> _Exercise details_: Repeat each entry verbatim.

Stored data entries
- - -
PR #212, opened 2015-04-20
added mentors to list of mailable roles

sareg0:
This is to add the mentors role to the list of available roles to send an email to.

specs were run, no failures.


carpodaster:
Looks good!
- - -
> _Written answer_:
PR #212, opened 2015-04-20
added mentors to list of mailable roles

sareg0:
This is to add the mentors role to the list of available roles to send an email to.

specs were run, no failures.


carpodaster:
Looks good!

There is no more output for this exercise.